## WHAT TO WORK ON
When the line containing "Will test the back spacing more thoroughly." appears in the entries below, begin printing there and stop after the line containing "We probably don't"; print each of those lines exactly and no other line.

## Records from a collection
PR #483, opened 2017-06-13
WIP: Converted the QuickNote to use CKEditor

ndickerson:
##### **Description**

Swapped out the plain text editor used in QuickNote for a right text editor

Replaced the old mechanism for using (sort of) rich text QuickNotes with CKEditor.

##### **Reviewers**
* @jgodi

### DIFF
--- a/src/elements/quick-note/QuickNote.ts
+++ b/src/elements/quick-note/QuickNote.ts
@@ -1,8 +1,6 @@
 // NG2
-import { Component, EventEmitter, forwardRef, ElementRef, ViewChild, ViewContainerRef, Input, Output, OnInit } from '@angular/core';
+import { Component, EventEmitter, forwardRef, ElementRef, ViewChild, ViewContainerRef, Input, Output, OnInit, AfterViewInit, OnDestroy, NgZone } from '@angular/core';
 import { NG_VALUE_ACCESSOR } from '@angular/forms';
-// Vendor
-import { Observable } from 'rxjs/Rx';
 // APP
 import { OutsideClick } from './../../utils/outside-click/OutsideClick';
 import { KeyCodes } from './../../utils/key-codes/KeyCodes';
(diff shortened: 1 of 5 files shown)


src/elements/quick-note/QuickNote.ts
```diff
@@ -16,62 +14,51 @@ const QUICK_NOTE_VALUE_ACCESSOR = {
...
-                      (focus)="onFocus($event)"
-                      (blur)="onTouched($event)"
-                      #textArea>
-            </textarea>
-            <div class="quick-note-overlay"
-                [innerHTML]="formattedNote"
-                [attr.placeholder]="placeholder"
-                 #quickNoteOverlay>
-            </div>
+            <textarea #host></textarea>
```
jgodi: Can this just use the CKEditor component that we already have? Would clean up some of the class?

jgodi:
Can we get focus into the CKeditor when they select an item? 

zxvj40ekpa

jgodi:
The CustomResultsTemplate demo is broken too, you are probably aware just documenting it.

`No component factory found for CustomQuickNoteResults`

src/elements/quick-note/QuickNote.ts
ndickerson: Will look into this.

ndickerson: Will look into this.

ndickerson: Will look into this.

ndickerson:
Stripping links has been removed in my corresponding novo branch. 

CustomQuickNoteResults is broken on master

Will test the back spacing more thoroughly. 

We probably don't need cleanup of removed references because while that behavior is possible in novo elements today, we don't remove references in novo. They stick around even after the mention is gone.

jgodi:
Ah, it does. We really need E2E tests in here to catch these things.

I think the clean up of references is important, since this is an open source component and should work even though that Novo doesn't use it in the same way. Or this element should be removed from open source. Otherwise they can backspace just a few characters, keep the link in there and the reference would persist.

PR #486, opened 2017-06-16
Converted the QuickNote to use CKEditor

ndickerson:
##### **Description**

Swapped out the plain text editor used in QuickNote for a right text editor

Replaced the old mechanism for using (sort of) rich text QuickNotes with CKEditor.

##### **Reviewers**
* @jgodi


jgodi:
The only thing that I notice is that the references aren't cleaned up, so if I do #first and then delete it, the reference is there then if I do #first again I don't get a link.

Other than that it looks great.

ndickerson:
Added the dynamic removal of references when their rendered text has been removed from the note

PR #490, opened 2017-06-22
bug(Editable tables): Percentage cells do not render in the editable form.

MagicAardvark:
##### **Description**
Table cells have a percentage renderer that multiplies the current value by 100 (PercentageCell.ts) however when it is toggled over to edit mode the percentages show in their original 0.2 (20%) format. this is because the percentage renderer lives in bh-elements.

now logic would say we should move the percentage renderer to novo-elemnets. however this produces another problem because 0.2 then becomes 2000% because it is multiplied for both the form and the table.

Added some specialty renderers which would perform this calculations based on dataSpecialization. these are added when the form is toggled to edit mode only, and removed when the form leaves edit mode.

##### **Reviewers**
* @jgodi
* @more

### DIFF
--- a/src/elements/table/Table.spec.ts
+++ b/src/elements/table/Table.spec.ts
@@ -421,7 +421,8 @@ describe('Elements: NovoTableElement', () => {
     describe('Method: setTableEdit()', () => {
         beforeEach(() => {
             component._dataProvider = {
-                edit: () => {}
+                edit: () => { },
+                refresh: () => { }
             };
             component.columns = [
                 {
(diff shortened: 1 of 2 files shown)


bvkimball:
I don't know if i agree that Everyone wants to edit percentages as percentages. I feel like this is a less common paradigm.  I know our forms may work this way but i am not so sure this is right.

MagicAardvark:
I agree it may not be the best long term. Unfortunately given the current architecture I have been unable to solve it in a better manner. I feel we will have to rework edit tables quite a bit in order to cover a variety of cases as we use them more.

jgodi:
I think we need to redo edit tables anyway, break out from the normal table and then move other stuff into shared components.

Issue #436, opened 2017-03-16
[Editable Table] - Changed visible row data does not revert when cancel is selected


MagicAardvark:
_**Note: for support questions, please use one of these channels:**_ [Chat: BullhornOSS Gitter](https://gitter.im/bullhorn/Open-Source)

##### **I'm submitting a BUG REPORT | FEATURE REQUEST | QUESTION]**
BUG REPORT

##### **What is the current behavior?**
Cancel does not correctly revert the data

##### **If the current behavior is a bug, please provide the steps to reproduce and if possible a minimal demo of the problem**
Currently when using the editable table a user: 
1. enters Edit mode
2. edits one or more fields.
3. Hits cancel

##### **What is the expected behavior?**
The tableForm data reflects the cancel correctly but the data in the table itself shows the changed data. This is due to the table-cell component having an outdated form reference.

##### **Please tell us about your environment:**

- Angular version: 2.0.0-RC.X
- Browser: [all | Chrome XX | Firefox XX | IE XX | Safari XX | Mobile Chrome XX | Android X.X Web Browser | iOS XX Safari | iOS XX UIWebView | iOS XX WKWebView ]

##### **Other information**
_(e.g. detailed explanation, screenshots, stacktraces, related issues, suggestions how to fix, links for us to have context, eg. stackoverflow, gitter, etc)_

jgodi:
@MagicAardvark Didn't you fix this?

PR #491, opened 2017-06-23
Editable Table Fixes

jgodi:
Fixes https://github.com/bullhorn/novo-elements/issues/436


src/services/data-provider/ArrayCollection.ts
```diff
@@ -68,15 +68,15 @@ export class ArrayCollection<T> implements Collection<T> {
      */
     edit() {
         this.isEditing = true;
-        this.editData = this.source.slice();
+        this.editData = Helpers.deepClone(this.source);
```
MagicAardvark: are we renaming deepClone to copy and use it as utility to  call deepClone?

PR #493, opened 2017-06-27
feat(Radio): Adding ability to have icon only button radio groups

MagicAardvark:
##### **Reviewers**
* @jgodi
* @more


jgodi:
@MagicAardvark Build failing

PR #494, opened 2017-06-28
BH-51802 call hideResults when we remove the search symbol

nathan-wilson-bh:
##### **Reviewers**
* @jgodi
* @more

### DIFF
--- a/src/elements/quick-note/QuickNote.ts
+++ b/src/elements/quick-note/QuickNote.ts
@@ -394,6 +394,11 @@ export class QuickNoteElement extends OutsideClick implements OnInit, OnDestroy,
         let word = this.getWordAtCursor().trim();
         if (this.isTagging) {
             let symbol = this.config.triggers[this.taggingMode];
+            if (word.indexOf(symbol) === -1) {
+                this.zone.run(() => {
+                    this.hideResults();
+                });
+            }
             word = word.slice(word.indexOf(symbol) + symbol.length);
         }
         return word;
--- a/src/elements/quick-note/QuickNote.ts
+++ b/src/elements/quick-note/QuickNote.ts
@@ -394,10 +394,9 @@ export class QuickNoteElement extends OutsideClick implements OnInit, OnDestroy,
         let word = this.getWordAtCursor().trim();
         if (this.isTagging) {
             let symbol = this.config.triggers[this.taggingMode];
-            if (word.indexOf(symbol) === -1) {
-                this.zone.run(() => {
-                    this.hideResults();
-                });
+            if (!word.includes(symbol)) {
+                this.hideResults();
+                return '';
             }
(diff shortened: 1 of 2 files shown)


src/elements/quick-note/QuickNote.ts
```diff
@@ -394,6 +394,11 @@ export class QuickNoteElement extends OutsideClick implements OnInit, OnDestroy,
         let word = this.getWordAtCursor().trim();
         if (this.isTagging) {
             let symbol = this.config.triggers[this.taggingMode];
+            if (word.indexOf(symbol) === -1) {
+                this.zone.run(() => {
```
ndickerson: We don't need the zone.run here - at this point, we are already in the Angular context.

src/elements/quick-note/QuickNote.ts
```diff
@@ -394,6 +394,11 @@ export class QuickNoteElement extends OutsideClick implements OnInit, OnDestroy,
         let word = this.getWordAtCursor().trim();
         if (this.isTagging) {
             let symbol = this.config.triggers[this.taggingMode];
+            if (word.indexOf(symbol) === -1) {
```
ndickerson: Can we do a `!word.includes(...)` instead?

src/elements/quick-note/QuickNote.ts
nathan-wilson-bh: I took out the zone.run and called hideResults directly and the component never actually gets destroyed

ndickerson: Ok. Can we add a unit test case for this?

nathan-wilson-bh: Yeah I planned on doing that. Just wanted to get the implementation out there for review first

nathan-wilson-bh: So turns out I didn't need to run it in the angular zone and it was somehow just masking a bigger issue. Now it just returns empty string after it hides and works without running it in the angular zone

src/elements/quick-note/QuickNote.ts
nathan-wilson-bh: Done.

src/elements/quick-note/QuickNote.ts
```diff
@@ -394,6 +394,10 @@ export class QuickNoteElement extends OutsideClick implements OnInit, OnDestroy,
         let word = this.getWordAtCursor().trim();
         if (this.isTagging) {
             let symbol = this.config.triggers[this.taggingMode];
+            if (!word.includes(symbol)) {
```
jgodi: Spec?

nathan-wilson-bh: Coming in the next commit

nathan-wilson-bh: Done

PR #503, opened 2017-07-10
style(Dropdown): Change width for selected dropdown values

akurtovic:
##### **Description**
Minor style change to allow dropdown elements to take up the width of the form.

##### **Reviewers**
* @jgodi
* @more


jgodi:
I don't think we want this fix here in NovoElements. I think the fix should just be in Novo code since we only would want this in our cards and this will change it everywhere that novo-dropdowns are used.

PR #504, opened 2017-07-11
fix(picker): Fixing picker to accept right click paste values

monroepe:
##### **Description**
This fix allows users to right click and paste values into pickers.

I added an observer on paste events for pickers so that pickers can handle right click pasted values.

##### **Reviewers**
* @jgodi
* @more


jgodi:
I will check this out and merge it tonight :)

PR #507, opened 2017-07-18
fix(EntityPickerResults): EntityPicker was using bad value for date f…

bvkimball:
Error Message: 
novo-elements/src/elements/picker/extras/entity-picker-results/EntityPickerResults.ts(124,64): error TS2559: Type '"L"' has no properties in common with type 'DateTimeFormatOptions'.

I am using the Intl Date format options now.  I believe this was a left over bug from our old date formatting code.

##### **Reviewers**
* @jgodi
* @more


jgodi:
#### Overall Coverage Change: -0.37%
|File|Change|
|---|---|
|EntityPickerResults.ts|No Change|

PR #508, opened 2017-07-18
fix(calendar): Fixing some styles around calendar events and having m…

johnsully83:
…ultiple on the same day

##### **Description**
Fixing some issues around calendar, mostly around events displaying.

Formatted some SCSS that we had previously copied from an external source; similarly made some edits to that CSS to help with z-index on tooltips, allowing display of multiple events on the same day in the week view, and modifying the height of an event dependent on it's duration.

##### **Reviewers**
* @jgodi
* @more


jgodi:
Build fails, please fix and I will merge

## YOUR RESPONSE
Will test the back spacing more thoroughly. 

We probably don't need cleanup of removed references because while that behavior is possible in novo elements today, we don't remove references in novo. They stick around even after the mention is gone.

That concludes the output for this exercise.